This is a report of two cases of possible misconduct by the same author(s): one that was identified during the review process and one only after it was published.
The editorial believe the author tried to publish a paper that was a verbatim copy of one that had appeared in another journal a few years earlier. A vigilant reviewer of the “copied” paper alerted the editor that, on verifying the references, he had found that the paper was a carbon copy of an already published article. Having realised that the author and the same graduate student had already published a paper in our journal a year before, we took the time to search the literature for any IP violation from the first paper. We discovered that the paper already published in our journal was a verbatim (not a single word or graph changed) copy of another one.

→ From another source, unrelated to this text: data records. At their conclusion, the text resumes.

PR #2106, opened 2018-01-19
Use Smaller Netflix Image on Orgs Using D Page

JackStouffer:
Saves a couple of KBs

### DIFF
--- a/orgs-using-d.dd
+++ b/orgs-using-d.dd
@@ -154,7 +154,7 @@ $(DIVC orgs-using-d center,
             $(FA_HIRING www.microline.eu/work-with-us/?lang=en)
         )
     )
-    $(DORG Netflix, https://www.netflix.com, netflix.jpg,
+    $(DORG Netflix, https://www.netflix.com, netflix_small.png,
         Entertainment company,
         $(FA_QUOTE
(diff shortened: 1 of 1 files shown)


CyberShadow:
Not sure if this is making it more or less consistent... besides, it's a household brand, nothing wrong with it standing out a bit.

JackStouffer:
@CyberShadow Not sure what you're referring to. All this PR does is change the Netflix image from the  800px wide version to the 400px wide version because its only ever displayed at a 178px width.

CyberShadow:
There is a visible difference in DAutoTest's HTML preview. Was that not intended, then?

CyberShadow:
> All this PR does is change the Netflix image from the 800px wide version to the 400px wide version because its only ever displayed at a 178px width.

Only on regular DPI displays... mobile devices and high-DPI displays benefit from the extra pixels. Ideally we'd be using SVGs or imgsets here.

JackStouffer:
>Only on regular DPI displays... mobile devices and high-DPI displays benefit from the extra pixels. Ideally we'd be using SVGs or imgsets here.

Ah, ok. When I have time I'll look into getting an SVG

PR #2108, opened 2018-01-19
Minor fixes for ctod.dd

luismarques:
- Fix C array looping examples by adding the missing `size_t`;
- Avoid Windows/platform specific uses of the names "word" and "dword" in the alignment examples;
- Fix and tweak typos, grammar, etc.

Also, I would review the use of "in praxis". I had never seen that. Even if it is correct, maybe the more common "in practice" would sound more natural to most readers?

### DIFF
--- a/ctod.dd
+++ b/ctod.dd
@@ -244,7 +244,7 @@ $(P
 $(CCODE
 #define ARRAY_LENGTH        17
 int array[ARRAY_LENGTH];
-for (i = 0; i &lt; ARRAY_LENGTH; i++)
+for (size_t i = 0; i &lt; ARRAY_LENGTH; i++)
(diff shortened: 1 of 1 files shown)


luismarques:
I amended the commit to include the change "in praxis" -> "in practice"

quickfur:
Alright, let's do it!

luismarques:
@quickfur I missed a size_t in the first array example ("Initializing all elements of an array"). Github's direct edit feature is pretty crappy... Can you fix that one?

luismarques:
@quickfur also, there's another "codeunit" -> "code unit". Urg.

wilzbach:
I think the easiest is to edit the file again and submit a new PR.

PR #2109, opened 2018-01-19
Document the new -i dmd compiler option

marler8997:


marler8997:
Pinging @JinShil @wilzbach @timotheecour @ibuclaw (who are the most familiar with https://github.com/dlang/dmd/pull/7099) to review.

JinShil:
We might want to wait until the fate of https://github.com/dlang/dmd/pull/7703 is determined.  We're trying to make it so that the documentation all comes from "one source of truth" so we don't have so many inconsistencies between website, man page, and the actual implementation.

marler8997:
So do we want to just put this documentation in dmd or is it going to be some time before dlang.org uses that?

JinShil:
I think we need one more PR:  https://github.com/dlang/dlang.org/pull/2068  Then you should be able to add the documentation to DMD.  I suppose you can add it now, but I don't think we'll see the docs rendered until #2068 is in.

wilzbach:
>  I suppose you can add it now,

dlang/dmd#7703 has been merged, so you can safely add it to `cli.d` 
You can already see preview the change on the diff for the MAN pages at DAutotest.

> but I don't think we'll see the docs rendered until #2068 is in.

#2068 is its final stage, so hopefully it will be merged soon.
In any case, you can just add it to `cli.d` and it will appear on dlang.org once #2068 is in.

marler8997:
Work moved to dmd PR here (https://github.com/dlang/dmd/pull/7777)

PR #2110, opened 2018-01-19
Upgraded to jQuery 3.2.1

JackStouffer:
Google's auditing tool in chrome notified me that jquery 1.7.2 has two known XSS vulns and this marked the page down (it probably marks down our Page Rank as well). I've upgraded us to the latest and greatest. I did a cursory check of our existing JS code to see if anything was broken. I didn't see anything, and we weren't doing anything complicated with jQuery anyway.

Moved to jQuery's recommended CDN which supports integrity checks.


JackStouffer:
jQuery vulnerabilities: https://snyk.io/vuln/npm:jquery#lh@1.7.2

quickfur:
+1, we definitely need to get this in.  Security vulnerabilities are Not Good, both in the sense of security, and also from a marketing / PR perspective.

CyberShadow:
We're *probably* not affected but it's still an obviously good idea to update.

However, this updates across *two* major versions, which IIRC have breaking changes. We should either test thoroughly that all dynamic content on the site still works, or just elect to update to the latest minor version (1.12.14, it seems).

CyberShadow:
You need to update posix.mak BTW.

JackStouffer:
btw @wilzbach the certificate for https://contribs.dlang.io seems to be out of date.

JackStouffer:
Closing. No longer interested

PR #2191, opened 2018-02-08
Fix REF1 to behave analogous to the other REF macros

wilzbach:
REF1 is currently only used once in entire DRuntime and Phobos, so maybe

Also, one of the two reviewers who accepted the first paper that was published in our journal was the author of the original paper from which it was copied.
The editorial then wrote to the authors informing them of the two discoveries and requesting an explanation, an apology or retraction, and notifying them that we may contact the University President about their unethical behaviour. The senior author withdrew the paper being currently reviewed but nothing else.
Contact with the president of the university was unsuccessful. Editorial then wrote to the Ambassador (High Commissioner) of this person’s country, explaining the incident and the cloud of suspicion such behaviour (far from being isolated) would bring to science from their country. There is received no response despite a reminder.
The first published paper was retracted from journal and the guilty authors were named. Editorial also informed 6–7 journals in their field not to accept any papers from this individual or his group.
COPE advice
It can be very disheartening to follow-up on these inquiries when no response is forthcoming. It was suggested that the editor could now mention the fact that he has brought the case to COPE – sometimes this elicits a response. How the reviewer did not spot the plagiarism and suggested looking into the reviewer’s conduct? Another suggestion was to see if the author belongs to a society or association that the editor could lodge a complaint with. Other advice was to write an editorial in the journal highlighting the issue. This could be done anonymously and would demonstrate to the reader that the journal’s system is working and also that this type of misconduct will not be tolerated by the journal.